I have to say though, my biggest fear with her is that I might lose her. Like one day I’ll fuck up so badly and she won’t want to be friends or something anymore. My life just wouldn’t be the same. Shaiann and I don’t have to talk every day, but she’s always on my mind. She’s my friend, my best friend, but even more then that. she’s a real true friend. She’s been there for me always, through thick and thin. Even when I was a complete mess and just… blamed everyone for the shit going on in my life. I was angry and upset and I would blame her. She would just take it and love me. She only complained once because I didn’t even know I was doing it and she told me. No one else has ever done that for me before. Taken all my pain and just loved me for it all anyway.
Honestly, I can’t put into words how important she is to my life. She’s irreplaceable. While others may have made changes to my life, she’s made changes to how to see life. Without her, I couldn’t see past my own goddamned nose.

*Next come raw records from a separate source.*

PR #1452, opened 2026-05-06
RATIS-2521. LifeCycle.startAndTransition(..) may cause illegal transition: CLOSING -> EXCEPTION.

szetszwo:
See RATIS-2521

### DIFF
--- a/ratis-test/src/test/java/org/apache/ratis/util/TestLifeCycle.java
+++ b/ratis-test/src/test/java/org/apache/ratis/util/TestLifeCycle.java
@@ -1,4 +1,4 @@
-/**
+/*
  * Licensed to the Apache Software Foundation (ASF) under one
  * or more contributor license agreements.  See the NOTICE file
  * distributed with this work for additional information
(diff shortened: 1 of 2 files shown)


ratis-test/src/test/java/org/apache/ratis/util/TestLifeCycle.java
```diff
@@ -101,4 +104,68 @@ private static void testInvalidTransition(TriConsumer<LifeCycle.State, LifeCycle
...
+      try {
+        simulatedServer.start();
+        throw new AssertionError("start() should fail");
+      } catch (Exception e) {
+        return e.getCause();
+      }
+    });
+
+    Thread.sleep(100);
+    assertEquals(STARTING, simulatedServer.getLifeCycleState());
```
adoroszlai, line 122: Would using `JavaUtils.attemptUntilTrue` be better than `Thread.sleep`?

adoroszlai (approved):

ratis-test/src/test/java/org/apache/ratis/util/TestLifeCycle.java
szetszwo: Since the test is very simple, it is reliable to just use `Thread.sleep`.

An embarrassing reason is that TestRaftAsyncWithNetty often fails.  It is not easy to pass all the tests.  We probably should disable TestRaftAsyncWithNetty until it is fixed.

PR #1455, opened 2026-05-08
RATIS-2524. Implement ReadIndex batching

ivandika3:

See https://issues.apache.org/jira/browse/RATIS-2524

https://issues.apache.org/jira/browse/RATIS-2524

## How was this patch tested?

UT

### DIFF
--- a/ratis-docs/src/site/markdown/configurations.md
+++ b/ratis-docs/src/site/markdown/configurations.md
@@ -253,6 +253,31 @@ but there are tradeoffs (e.g. Write and Read performance) between different type
 | **Type**        | TimeDuration                                                                                                                                |
 | **Default**     | 10ms                                                                                                                                        |
 
+| **Property**    | `raft.server.read.read-index.batch.enabled`                                       |
+|:----------------|:----------------------------------------------------------------------------------|
+| **Description** | whether to batch follower-to-leader ReadIndex RPCs for plain linearizable reads    |
+| **Type**        | boolean                                                                           |
+| **Default**     | false                                                                             |
+
+| **Property**    | `raft.server.read.read-index.batch.interval`        |
+|:----------------|:----------------------------------------------------|
+| **Description** | maximum time to collect reads into one ReadIndex batch |
+| **Type**        | TimeDuration                                       |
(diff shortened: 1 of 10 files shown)


ivandika3:
Need to wire the ReadIndex batching to local read path as well (https://github.com/apache/ratis/pull/1448).

ivandika3:
Instead of having a certain fixed interval and size for batching which will increase the latency of read requests (even if the cluster load is small), we can try to follow the "Opportunistic ALR batching" from the paper so that we send ReadIndex when read are available. Therefore the batching will be adaptive depends on the read workloads. In small workloads, this means that the each read would trigger ReadIndex (batch size 1). However, for larger workloads, the batch can start to be bigger since there are more pending read requests. This "Opportunistic" batching is also called "Natural batching" (https://martinfowler.com/articles/mechanical-sympathy-principles.html).

This would probably involve a queue (maybe a circular buffer) that will hold the read requests. The serverExecutor(s) tried to consume the requests as much as possible and send a ReadIndex for that "batch". However only one serverExecutor can consume the queue at one time since one read requests should only be owned by one batch (i.e. one ReadIndex).

szetszwo:
@ivandika3 ,  Thanks for working on this!  Please let me know when this is ready for review.

ivandika3:
Thanks @szetszwo for checking this out. Did some benchmark for the first iteration where we batch by time and size and there are some improvements (16K - 18K), but need to reduce the batch time to 50 microseconds. However, even then, the pure follower reads performance still cannot beat the pure leader read performance (22K). 

I will try to benchmark the natural batching method. However, currently I'm still preoccupied with other tasks so it won't be done so soon. 

If even with natural batching it doesn't work, we might need to go one level deeper to reduce ReadIndex latency using things like IO_URING ([RATIS-2545](https://issues.apache.org/jira/browse/RATIS-2545)) or even changing the architecture to use SEDA similar to Sofa-Jraft (i.e. start to think about mechanical sympathy). I am also researching the implementation of low-latency systems like Disruptor, Aeron, Chronicle to reduce the latency even further. However, please let me know if there are some bottlenecks (low hanging fruits) that I missed.

PR #1459, opened 2026-05-14
RATIS-2534. Skip zizmor on dependabot push

adoroszlai:

Similar to RATIS-2070, for the `zizmor` check this time.

Background: dependabot pushes dependency version bumps to the main repo instead of its own fork. It then creates a pull request without waiting for the push workflow to succeed. Thus both workflows test the same state of code, which is unnecessary.

https://issues.apache.org/jira/browse/RATIS-2534

## How was this patch tested?

In use for `post-commit.yaml` since RATIS-2070.

https://github.com/adoroszlai/ratis/actions/runs/25862410063

### DIFF
--- a/.github/workflows/zizmor.yml
+++ b/.github/workflows/zizmor.yml
@@ -17,6 +17,10 @@ name: zizmor
 
 on:
   push:
+    branches-ignore:
+      - 'dependabot/**'
+    tags:
+      - '**'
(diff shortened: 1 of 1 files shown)


szetszwo (commented):
+1 the change looks good.

adoroszlai:

PR #1462, opened 2026-05-19
RATIS-2537. Support configurable gRPC TLS provider and cipher suites

HTHou:
RATIS-2537

## What changed

This patch makes gRPC TLS settings configurable through `RaftProperties`:

- Netty SSL provider
- JSSE provider name
- enabled TLS protocols
- enabled cipher suites

It also allows generic JSSE providers, such as BCJSSE, to be used with Netty's JDK `SslContext` path and ALPN `h2`.

## Why

Ratis currently hardcodes most gRPC TLS behavior around Netty's defaults. Deployments that need custom JSSE providers or non-default protocol/cipher suites cannot configure them without code changes.

## Validation

```bash
./mvnw -pl ratis-grpc -Dtest=TestGrpcTlsConfig test
./mvnw -pl ratis-grpc checkstyle:check
./mvnw -pl ratis-grpc install -DskipTests
```

I also ran a local BCJSSE smoke test with `TLSv1.3`, `TLS_AES_128_GCM_SHA256`, and ALPN `h2`.

### DIFF
--- a/ratis-grpc/src/main/java/org/apache/ratis/grpc/GrpcConfigKeys.java
+++ b/ratis-grpc/src/main/java/org/apache/ratis/grpc/GrpcConfigKeys.java
@@ -21,11 +21,15 @@ import org.apache.ratis.conf.Parameters;
 import org.apache.ratis.conf.RaftProperties;
 import org.apache.ratis.grpc.server.GrpcServices;
 import org.apache.ratis.server.RaftServerConfigKeys;
+import org.apache.ratis.thirdparty.io.netty.handler.ssl.SslProvider;
 import org.apache.ratis.util.SizeInBytes;
+import org.apache.ratis.util.StringUtils;
 import org.apache.ratis.util.TimeDuration;
 import org.slf4j.Logger;
 import org.slf4j.LoggerFactory;
 
+import java.util.Arrays;
+import java.util.Objects;
 import java.util.concurrent.TimeUnit;
 import java.util.function.Consumer;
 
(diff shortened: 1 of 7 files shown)


ratis-grpc/src/main/java/org/apache/ratis/grpc/GrpcConfigKeys.java
```diff
@@ -87,6 +91,73 @@ static GrpcTlsConfig conf(Parameters parameters) {
...
+    String[] PROTOCOLS_DEFAULT = StringUtils.EMPTY_STRING_ARRAY;
+    static String[] protocols(RaftProperties properties) {
+      return StringUtils.getTrimmedStrings(properties.get(PROTOCOLS_KEY, null));
+    }
+    static void setProtocols(RaftProperties properties, String... protocols) {
+      properties.set(PROTOCOLS_KEY, String.join(",", protocols));
+    }
+
+    String CIPHER_SUITES_KEY = PREFIX + ".cipher.suites";
+    String[] CIPHER_SUITES_DEFAULT = StringUtils.EMPTY_STRING_ARRAY;
```
szetszwo: Since the GrpcTlsConfig objects are from the Parameters provided by the application, so we don't need the new confs in Ratis -- The application should set up everything in the GrpcTlsConfig objects before putting them in the Parameters.

ratis-grpc/src/main/java/org/apache/ratis/grpc/GrpcTlsConfig.java
```diff
@@ -34,6 +36,10 @@
  */
 public class GrpcTlsConfig extends TlsConf {
   private final boolean fileBasedConfig;
+  private final SslProvider sslProvider;
+  private final String jsseProviderName;
+  private final String[] protocols;
+  private final String[] cipherSuites;
```
szetszwo: Let's use List and make them unmodifiable. (The code in this PR actually copies the arrays in the get methods. Thus, using arrays do not make it more efficient.)

szetszwo (commented):
@HTHou , thanks for working on this!  It took me some time to understand the change.  Please see the comments inlined.

ratis-grpc/src/main/java/org/apache/ratis/grpc/GrpcConfigKeys.java
HTHou: Thanks for the review. Addressed in 900b8776 by removing the new RaftProperties TLS options and using the GrpcTlsConfig objects from Parameters directly.

ratis-grpc/src/main/java/org/apache/ratis/grpc/GrpcTlsConfig.java
HTHou: Done in 900b8776. protocols and cipherSuites now use unmodifiable List<String> values, while the builder still keeps the varargs setters for convenience.

ratis-grpc/src/main/java/org/apache/ratis/grpc/GrpcTlsConfig.java
```diff
@@ -34,6 +37,10 @@
  */
 public class GrpcTlsConfig extends TlsConf {
   private final boolean fileBasedConfig;
+  private final SslProvider sslProvider;
+  private final String jsseProviderName;
+  private final List<String> protocols;
+  private final List<String> cipherSuites;
```
szetszwo: Let's move them up to TlsConf so ratis-netty could also use it.

(Indeed, GrpcTlsConfig is a poor designed class.  TlsConf is a replacement of it.  Unfortunately, we cannot remove GrpcTlsConfig for compatibility.)

ratis-grpc/src/main/java/org/apache/ratis/grpc/GrpcFactory.java
```diff
@@ -91,9 +89,10 @@ private SslContexts(GrpcTlsConfig tlsConfig, GrpcTlsConfig adminTlsConfig,
   }
 
   private final GrpcServices.Customizer servicesCustomizer;
-
-  private final Supplier<SslContexts> forServerSupplier;
-  private final Supplier<SslContexts> forClientSupplier;
```
szetszwo, line 96: We should keep using MemoizedSupplier.  Otherwise, the same SslContexts will be built multiple times; see RATIS-2331.

Indeed, all the change in GrpcFactory are not needed.

ratis-grpc/src/main/java/org/apache/ratis/grpc/GrpcTlsConfig.java
```diff
@@ -131,4 +158,124 @@ private static Builder newBuilder(File privateKeyFile, File certChainFile, File
   private static Builder newBuilder(KeyManager keyManager, TrustManager trustManager, boolean mTlsEnabled) {
     return newBuilder().setMutualTls(mTlsEnabled).setKeyManager(keyManager).setTrustManager(trustManager);
   }
-}
\ No newline at end of file
+
+  public static Builder newBuilder(GrpcTlsConfig conf) {
```
szetszwo: This is only used in testNewBuilderCopiesGrpcTlsOptions().  So, we should remove both this method and also testNewBuilderCopiesGrpcTlsOptions().

ratis-grpc/src/test/java/org/apache/ratis/grpc/TestGrpcTlsConfig.java
```diff
@@ -0,0 +1,82 @@
...
+    Assertions.assertEquals(Collections.singletonList("TLSv1.2"), updated.getProtocols());
+    Assertions.assertEquals(Arrays.asList("TLS_AES_128_GCM_SHA256"), updated.getCipherSuites());
+  }
+
+  @Test
+  public void testUnknownJsseProviderUsesGenericJdkConfiguration() {
+    final SslContextBuilder builder = GrpcUtil.configureJsseProvider(
+        SslContextBuilder.forClient(), new TestProvider());
+    Assertions.assertNotNull(builder);
+  }
```
szetszwo, line 56: This test seems incomplete?  Should we build it and expect an exception?

szetszwo (commented):
@HTHou , thanks for the update!

Please see th comments inlined and also https://issues.apache.org/jira/secure/attachment/13082326/1462_review.patch

ratis-grpc/src/test/java/org/apache/ratis/grpc/TestGrpcTlsConfig.java
HTHou: Done in 12dc7472. The test now calls build() and expects SSLException, so it verifies the fallback path more completely.

HTHou:
Thanks for the review. Addressed the latest comments in 12dc7472:

- Moved the TLS provider/protocol/cipher suite options up to TlsConf so they are not tied to GrpcTlsConfig.
- Restored the MemoizedSupplier-based SslContext construction in GrpcFactory.
- Removed GrpcTlsConfig.newBuilder(GrpcTlsConfig) and the test which only covered that helper.
- Updated the JSSE-provider fallback test to call build() and expect SSLException.

I also reran TestGrpcTlsConfig, checkstyle, spotbugs, and git diff --check.

szetszwo (approved):
+1 the change looks good.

Without her, I’d be depressed and unable to even take another’s advice. Without her, I’d be a cut up, bloody, over make-up covered, drug-using, FUCK UP. That’s what I’d be without her. So yeah, others have given me advice to help me reach happiness, but without her, I never would have even been able to use, see, or understand that advice. I doubt I’d even be hear to take the advice! I’d be too busy getting high or some shit.
Without Shaiann, I’d be a real fucked up mess. So sure, others have made a change in my life, but none like she has. No one has made a big of change to my life or to me, like she has. She’s changed more then my life, she’s changed me. I owe my entire life and being to her. No one could understand. She’s been there by my side for so long and I don’t believe we’l ever break off our friendship. I couldn’t be me without her. She’s taught me and helped me more then I could ever explain and much more then she could even realize.
So she may get angry at me over stuff, sometimes silly stuff, but I love her. She’s my best friend and this post, it doesn’t even give you a portion of everything she’s done for me. It just gives you a small, very general idea.
I just hope that one day, somehow, I can repay her for everything she’s done for me. I don’t think I can, but I hope.